No, don’t look to me for incompetence…MY competence is fairly intact.
And honestly, knowing that, is enough for me.
I learned a long time ago that life is too short. I just have no room in me for holding onto any negative stuff. Period. That’s not who I want to be. And it feels so much lighter to just let it go. Gone. I need to lift myself above it, not get invested in things I can’t control (that’s a recipe for stress), stay positive, deal in things I CAN control.
I can’t control all that ignorance about fibromyalgia, I need to keep my focus on my own mental game, my own positiveness and “what I know IS real”. I won’t allow others to shake my confidence; I have a much graver, more daunting battle to fight, than fighting them.
So I keep and harness my power…I don’t let it seep out in negative emotions brought on by the misinformed ignorance of others. No, I won’t be frustrated, infuriated or insulted anymore. Instead, I CAN change how I think about them…instead of frustrated, maybe I’ll feel sorry for them for their ignorance, and small mindedness in some cases. It’s (really) their problem, not mine.

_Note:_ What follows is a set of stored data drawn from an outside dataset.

Issue #10021, opened 2022-01-25
Contribution CSV download timing out


nfrgosselin:
At least one of our users (Richard Moore from ethers.js) is having issues downloading their contributions as a CSV through the UI. According to Richard, the download seems to be timing out on both desktop and mobile.

Richard's grant: https://gitcoin.co/grants/13/ethersjs-complete-simple-and-tiny

Steps to reproduce:
1. Impersonate @ricmoo 
2. Go to My Account → Settings
3. Select Account tab
4. Scroll down to Account Financials
5. Click ‘Export’ in Export Earnings field

**Acceptance criteria**
GIVEN I am a Gitcoin grant owner with a contribution history
WHEN I click 'Export' on the Export Earnings section in Account Financials
THEN The CSV of contribution download doesn't time out
AND I see a modal informing me that the download is being prepared and I will receive it in my email

GIVEN I am a Gitcoin grant owner with a contribution history
WHEN I click 'Export' on the Export Earnings section in Account Financials
AND The download fails
THEN I receive an email directing me to contact support, with a link to submit a new support ticket

[Figma link](https://www.figma.com/file/8QjqOzDBd4HiE37YqcocK7/GR13?node-id=41%3A5126)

I can’t control how others think or what they do or what they say. But I CAN choose how I think and how I conduct myself and what I do with my life.
And what I know is real is I CAN continue to be a competent steady advocate for myself and my fibromyalgia, and in doing so…an advocate for all of those with fibromyalgia.
Each one of us with fibromyalgia, if we stand tall, if we continue to advocate for ourselves, we are advocating for each other as well…and I believe we will stand the test of time.
We have to…we aren’t going anywhere.
I can really relate to this post. Not a big surprise as I think anyone with a so-called invisible illness can. I was diagnosed in 2004, but it started much earlier. I can organize health issues for everyone but myself. My competence had withered there, but yes we have other battles to fight, I agree.
Thanks so much for your feedback, I am thrilled to hear that the post resonates with you!